[Data for analysis Boundary: Start]

Issue #1305, opened 2019-11-14
Add survey task feedback strategy


rogerhutchings:
Will allow us to deprecate the Gravity Spy gold standard experimental feature in PFE.

Related issue: #1274

srallen:
@mcbouslog I think this can close, yes?

PR #2403, opened 2021-09-02
Add survey task feedback

mcbouslog:
Package:
- lib-classifier

Describe your changes:
- as per ADR 33 adds feedback for survey task

Staging:
- https://local.zooniverse.org:8080/?project=1810&workflow=3516&demo=true (click subject metadata for "correct" answer, i.e. duplicated feedback columns without hidden tag)

Questions
- what should the strategy name be? currently I used "Survey", but if we know there'll be more complex versions (comparing choice answers) then maybe it should be something like "Survey Simple"/`surveySimple`?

[Data for analysis Boundary: End]

» **What the task asks**
The expected answer is a copy of every line in the entries that holds the word "feedback".

» **Task result**
Add survey task feedback strategy
Add survey task feedback
- as per ADR 33 adds feedback for survey task
- https://local.zooniverse.org:8080/?project=1810&workflow=3516&demo=true (click subject metadata for "correct" answer, i.e. duplicated feedback columns without hidden tag)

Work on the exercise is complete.